The effective density of phase q can be expressed as:

$\hat{\rho}_{q}=\alpha_{q} \rho_{q}$     (3)

3.3.2 Conservation equations

(1) Conservation equation of mass

The continuity equation of phase q can be defined as:

$\frac{\partial}{\partial t}\left(\alpha_{q} \rho_{q}\right)+\nabla \cdot\left(\alpha_{q} \rho_{q} \overrightarrow{v_{q}}\right)$$=\sum_{p=1}^{n}\left(\dot{m}_{q p}-\dot{m}_{p q}\right)+S_{q}$     (4)

where, $\vec{V}$ is the velocity of phase $q ; \dot{m}_{q p}$ is the mass transfer from phase $q$ to phase $\mathrm{p} ; \dot{\mathrm{m}}_{\mathrm{pq}}$ is the mass transfer from phase $p$ to phase $q$ (the mass transfer mechanism can be specified separately); $S_{q}$ is a source term, which can be set to the default

The volume fraction of each phase can be solved by the continuity equation:

$\frac{1}{\rho_{r q}}\left[\frac{\partial}{\partial t}\left(\alpha_{q} \rho_{q}\right)+\nabla \cdot\left(\alpha_{q} \rho_{q} \vec{v}_{q}\right)\right]$$=\sum_{p=1}^{n}\left(\dot{m}_{q p}-\dot{m}_{p q}\right)$     (5)

where, $\rho_{r q}$ is the reference density of the phase, i.e., the mean volume density of phase q in the computational domain. The volume fraction of the basic phase is constrained by the requirement that the sum of the volume fractions of all phases must equal 1. This constraint applies to both fluid-fluid multiphase flow and fluid-solid multiphase flow.

(2) Conservation equation of momentum

The momentum equation of phase q can be defined as:

$\frac{\partial}{\partial t}\left(\alpha_{q} \rho_{q} \overrightarrow{v_{q}}\right)+\nabla \cdot\left(\alpha_{q} \rho_{q} \vec{v}_{q} \vec{v}_{q}\right)=-\alpha_{q} \nabla p+\nabla \cdot \overline{\bar{\tau}}_{q}$

$\quad+\alpha_{q} \rho_{q} \vec{g}+\sum_{p=1}^{n}\left(\vec{R}_{p q}+\dot{m}_{p q} \vec{v}_{p q}-\dot{m}_{q p} \vec{v}_{q p}\right)$$+\left(\vec{F}_{q}+\vec{F}_{l i f t, q}+\vec{F}_{v m, q}\right)$     (6)

where, $\vec{g}$ is the acceleration of gravity; $\overline{\bar{\tau}}$ is the stress-strain tensor of phase $q$:

$\overline{\bar{\tau}}_{q}=\alpha_{q} \mu_{q}\left(\nabla \vec{v}_{q}+\vec{v}_{q}^{T}\right)+\alpha_{q}\left(\lambda_{q}-\frac{2}{3} \mu_{q}\right) \nabla \cdot \vec{v}_{q} \overline{\bar{I}}$     (7)

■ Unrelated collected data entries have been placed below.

PR #65, opened 2019-02-08
properties of equivalences

felixwellen:
'cong f' is an equivalence, if f is an equivalence
path split equivalences are logically the same as equivalences


Cubical/Foundations/EquivCharacterization.agda
```diff
@@ -0,0 +1,61 @@
...
+  Everything about path split equivalences is from https://arxiv.org/abs/1706.07526
+-}
+record isPathSplitEquiv {ℓ} {A B : Set  ℓ} (f : A → B) : Set ℓ where
+  field
+    s : B → A 
+    isSection : section f s
+    isSectionCong : (x y : A) → Σ[ s' ∈ (f(x) ≡ f(y) → x ≡ y) ] section (cong f) s'
+
+idIsPathSplitEquiv : ∀ {ℓ} {A : Set ℓ} → isPathSplitEquiv (λ (x : A) → x)
+idIsPathSplitEquiv = record {
```
mortberg: This would look nicer if it was defined using copatterns: https://agda.readthedocs.io/en/v2.5.2/language/copatterns.html

This should also have better computational behavior (as Agda doesn't eagerly unfold things defined using copatterns).

For a concrete example see:  https://github.com/agda/cubical/blob/master/Cubical/Data/BinNat/BinNat.agda#L282

Cubical/Foundations/EquivCharacterization.agda
```diff
@@ -0,0 +1,61 @@
...
+                       s = λ x → x ;
+                       isSection = λ x → refl ;
+                       isSectionCong = λ x y → (λ p → p) , λ p _ → p
+                     }
+
+module _ {ℓ} {A B : Set ℓ} where
+  toIsEquiv : (f : A → B) → isPathSplitEquiv f → isEquiv f 
+  toIsEquiv f record { s = r ; isSection = isSection ; isSectionCong = isSectionCong } =
```
mortberg: Please use copatterns

Cubical/Foundations/EquivCharacterization.agda
```diff
@@ -0,0 +1,61 @@
...
+    (isoToEquiv f r isSection λ (x : A) → (isSectionCong (r (f x)) x).fst (isSection (f x))) .snd
+
+  sectionOfEquiv : {A' B' : Set ℓ} → (f : A' → B') → isEquiv f → B' → A'
+  sectionOfEquiv f record { equiv-proof = all-fibers-contractible } x =
```
mortberg: Copatterns :)

Cubical/Foundations/EquivCharacterization.agda
```diff
@@ -0,0 +1,61 @@
...
+    all-fibers-contractible x .fst .fst
+
+  isSection : {A' B' : Set ℓ} → (f : A' → B') → (pf : isEquiv f) → section f (sectionOfEquiv f pf)
+  isSection f record { equiv-proof = all-fibers-contractible } =
```
mortberg: Copatterns

Cubical/Foundations/EquivCharacterization.agda
```diff
@@ -0,0 +1,61 @@
...
+    λ x → all-fibers-contractible x .fst .snd 
+
+  fromIsEquiv : (f : A → B) → isEquiv f → isPathSplitEquiv f
+  fromIsEquiv f pf = 
+    record {
```
mortberg: And guess what... please use copatterns :)

Cubical/Foundations/EquivCharacterization.agda
```diff
@@ -0,0 +1,61 @@
...
+open import Cubical.Foundations.Univalence
+open import Cubical.Foundations.Equiv
+
+isEquivCong : ∀ {ℓ} {A B : Set ℓ} {x y : A} (e : A ≃ B) → isEquiv (λ (p : x ≡ y) → (cong (e .fst) p))
+isEquivCong e = EquivJ (λ (B' A' : Set _) (e' : A' ≃ B') →
+                         (x' y' : A') → isEquiv (λ (p : x' ≡ y') → cong (e' .fst) p))
+                       (λ _ x' y' → idIsEquiv (x' ≡ y')) _ _ e _ _
+
+congEquiv : ∀ {ℓ} {A B : Set ℓ} {x y : A} (e : A ≃ B) → (x ≡ y) ≃ (e .fst x ≡ e .fst y)
+congEquiv e = ((λ (p : _ ≡ _) → cong (e .fst) p) , isEquivCong e)
```
mortberg: Could you please move this to the Equiv file? I think it makes more sense to have it there instead of in this file.

Cubical/Foundations/EquivCharacterization.agda
mortberg: Here's another example for `isEquiv` using copatterns: https://github.com/agda/cubical/blob/master/Cubical/Foundations/Equiv.agda#L19

felixwellen: Hi Anders! This one is different: the record is an argument now. I don't see how it is a copattern.

mortberg: Oh I see, I read it a bit too fast when I was tired...

Cubical/Foundations/EquivCharacterization.agda
mortberg: But this could be done with copatterns?

felixwellen: Yes. I forgot to commit. I was trying to figure out, what makes it so slow to type check.

Cubical/Foundations/EquivCharacterization.agda
felixwellen: It uses univalences, so that would introduce cyclic dependencies.

Cubical/Foundations/EquivCharacterization.agda
felixwellen: Ah. No. It is in my last commit.

Cubical/Foundations/EquivCharacterization.agda
mortberg: I see... That's unfortunate. I wonder how we could reorganize things to avoid this

Cubical/Foundations/EquivCharacterization.agda
mortberg: What is slow to typecheck?

Cubical/Foundations/EquivCharacterization.agda
mortberg: Maybe introducing a file on isomorphisms could help this. It would contain the proof that iso implies equiv which is used in Univalence. This would make the definition not be cyclic as the definition of equivalence is exported by the Core.

felixwellen: Did it. But I had to move things like 'compEquiv' to the new 'Isomorphism...'

Cubical/Foundations/EquivCharacterization.agda
felixwellen: The 'fromIsEquiv' takes something like 5 seconds. I made everything explicit now, but it is still slow.

Saizan: What's slow is checking that the inferred type of `isSec cong-f eq-cong` is the same as the expected type. And it's slow because Agda ends up unraveling `sectionOfEquiv (λ p i → f (p i)) eq-cong` to its WHNF on both sides when comparing the two types.

Because of `eq-cong` the terms being compared get quite large, hence the slowness.

Ironically, the two types being compared are pretty much the same, but Agda still does not recognize them as "syntactically equal", so they get reduced.

mortberg: How can one fix this Saizan? Put something in a record with a single constructor (this seems to always be the answer to this question...)?

Cubical/Foundations/Isomorphism.agda
```diff
@@ -0,0 +1,121 @@
+{-
+
+Theory about equivalences (definitions are in Core/Glue.agda)
```
mortberg: Comment is outdated

Cubical/Foundations/Isomorphism.agda
```diff
@@ -0,0 +1,121 @@
...
+
+-}
+{-# OPTIONS --cubical --safe #-}
+module Cubical.Foundations.Isomorphism where
+
+open import Cubical.Core.Everything
+open import Cubical.Foundations.HLevels
+
+-- Proof using isPropIsContr. This is slow and the direct proof below is better
+isPropIsEquiv' : ∀ {ℓ ℓ'} {A : Set ℓ} {B : Set ℓ'} (f : A → B) → isProp (isEquiv f)
```
mortberg: Can you please move this and the two following results back to Equiv?

Cubical/Foundations/Isomorphism.agda
```diff
@@ -0,0 +1,121 @@
...
+-- Section and retract
+module _ {ℓ ℓ'} {A : Set ℓ} {B : Set ℓ'} where
+  section : (f : A → B) → (g : B → A) → Set ℓ'
+  section f g = ∀ b → f (g b) ≡ b
+
+  -- NB: `g` is the retraction!
+  retract : (f : A → B) → (g : B → A) → Set ℓ
+  retract f g = ∀ a → g (f a) ≡ a
+
+-- Any iso is an equivalence
```
mortberg: Can you please package the data of an isomorphism into a Record?  (Maybe with the name `Iso`)

Cubical/Foundations/Isomorphism.agda
```diff
@@ -0,0 +1,121 @@
...
+
+  isoToIsEquiv : isEquiv f
+  isoToIsEquiv .equiv-proof y .fst .fst = g y
+  isoToIsEquiv .equiv-proof y .fst .snd = s y
+  isoToIsEquiv .equiv-proof y .snd z = lemIso y (g y) (fst z) (s y) (snd z)
+
+  isoToEquiv : A ≃ B
+  isoToEquiv = _ , isoToIsEquiv
+
+module _ {ℓ ℓ'} {A : Set ℓ} {B : Set ℓ'} (w : A ≃ B) where
```
mortberg: Let's move this back to Equiv as well. The secEq and retEq statements will have to be unfolded, but that's fine

Cubical/Foundations/Isomorphism.agda
```diff
@@ -0,0 +1,121 @@
...
+  secEq x = λ i → fst (snd (snd w .equiv-proof (fst w x)) (x , (λ j → fst w x)) i)
+
+  retEq : retract invEq (w .fst)
+  retEq y = λ i → snd (fst (snd w .equiv-proof y)) i
+
+isoToPath : ∀ {ℓ} {A B : Set ℓ} (f : A → B) (g : B → A)
+              (s : section f g) (t : retract f g) → A ≡ B
+isoToPath f g s t = ua (isoToEquiv f g s t)
+
+invEquiv : ∀ {ℓ ℓ'} {A : Set ℓ} {B : Set ℓ'} → A ≃ B → B ≃ A
```
mortberg: I guess this and the following result could also be moved to Equiv?

Cubical/Foundations/EquivCharacterization.agda
mortberg: I don't see why... In my head the dependency should be as follows:

1. Foundations.Isomorphism: section/retract, Iso, isoToEquiv

2. Foundations.Equiv: depends on 1 and contains all the theory about equivalences

3. Foundations.Univalence: depends on 1 and 2

4. Foundations.PathSplitEquiv: depends on 1-3 and contains in particular congEquiv.

This should not lead to any circularities? The fact that congEquiv ends up in 4 is a bit unfortunate, but we can add a comment to 2 with a pointer to where it can be found.

Cubical/Foundations/EquivCharacterization.agda
Saizan: In this case we can just make sure eq-cong doesn't show up in types that get compared:

```agda
  sectionOfEquiv' : {A' B' : Set ℓ} → (f : A' → B') → isEquiv f → B' → A'
  sectionOfEquiv' f record { equiv-proof = all-fibers-contractible } x =
    all-fibers-contractible x .fst .fst

  isSec : {A' B' : Set ℓ} → (f : A' → B') → (pf : isEquiv f) → section f (sectionOfEquiv' f pf)
  isSec f record { equiv-proof = all-fibers-contractible } x =
    all-fibers-contractible x .fst .snd

  sectionOfEquiv : {A' B' : Set ℓ} → (f : A' → B') → isEquiv f → Σ (B' → A') (section f)
  sectionOfEquiv f e = sectionOfEquiv' f e , isSec f e

  fromIsEquiv : (f : A → B) → isEquiv f → isPathSplitEquiv f
  s (fromIsEquiv f pf) = sectionOfEquiv' f pf
  sec (fromIsEquiv f pf) = isSec f pf
  secCong (fromIsEquiv f pf) x y = sectionOfEquiv cong-f eq-cong
	where
          cong-f : x ≡ y → f x ≡ f y
          cong-f = λ (p : x ≡ y) → cong f p
          eq-cong : isEquiv cong-f
          eq-cong = isEquivCong (f , pf)
```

where, $\mu_{q}$ and $\lambda_{q}$ are the shear adhesive coefficient and volume adhesive coefficient of phase q, respectively; $\vec{F}_{q}$ is the external volume force; $\vec{F}_{l i f t, q}$ is the lift force; $\vec{F}_{v m, q}$ is the virtual mass force; $\overrightarrow{\mathrm{R}}_{\mathrm{pq}}$ is the interphase interaction; $\mathrm{P}$ is the shared pressure by all phases; $\vec{v}_{p q}$ is the phase velocity:

If $\dot{m}_{p q}>0$ (i.e., mass transfers from phase $p$ to phase q), then $\vec{v}_{p q}=\vec{v}_{p}$;

If $\dot{m}_{p q}<0$ (i.e., mass transfers from phase $q$ to phase $\mathrm{p}$ ), then $\vec{v}_{p q}=\vec{v}_{q}$.

Formula (7) needs to be closed by selecting a suitable interphase interaction $\vec{R}_{p q}$. The interphase interaction is associated with effects of friction, pressure, and adhesion, and in line with the conditions $\vec{R}_{p q}=-\vec{R}_{q p}$ and $\vec{R}_{q q}=0$.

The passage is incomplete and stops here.